» **WORK TO BE COMPLETED**
Check every line of the data for the string "with" and copy the ones that have it.

» **DATA FOR PROCESSING**
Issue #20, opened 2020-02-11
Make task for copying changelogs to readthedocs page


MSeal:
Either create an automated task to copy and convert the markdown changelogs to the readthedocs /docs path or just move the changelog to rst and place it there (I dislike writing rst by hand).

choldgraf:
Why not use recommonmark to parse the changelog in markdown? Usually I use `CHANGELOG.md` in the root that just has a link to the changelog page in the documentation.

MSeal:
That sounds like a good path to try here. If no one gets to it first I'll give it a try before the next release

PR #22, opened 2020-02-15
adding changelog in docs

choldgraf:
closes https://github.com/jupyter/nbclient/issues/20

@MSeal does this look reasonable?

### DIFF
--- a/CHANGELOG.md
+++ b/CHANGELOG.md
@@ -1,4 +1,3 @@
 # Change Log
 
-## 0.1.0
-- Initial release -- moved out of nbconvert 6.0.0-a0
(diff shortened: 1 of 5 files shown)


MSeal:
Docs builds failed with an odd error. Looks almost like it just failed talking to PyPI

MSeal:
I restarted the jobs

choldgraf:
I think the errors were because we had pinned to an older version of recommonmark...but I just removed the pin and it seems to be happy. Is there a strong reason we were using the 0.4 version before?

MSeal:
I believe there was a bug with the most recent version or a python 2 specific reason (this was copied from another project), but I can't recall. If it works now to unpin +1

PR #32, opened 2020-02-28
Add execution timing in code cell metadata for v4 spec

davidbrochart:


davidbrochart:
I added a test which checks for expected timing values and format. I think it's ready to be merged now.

» **RESPONSE AREA**
Docs builds failed with an odd error. Looks almost like it just failed talking to PyPI
I believe there was a bug with the most recent version or a python 2 specific reason (this was copied from another project), but I can't recall. If it works now to unpin +1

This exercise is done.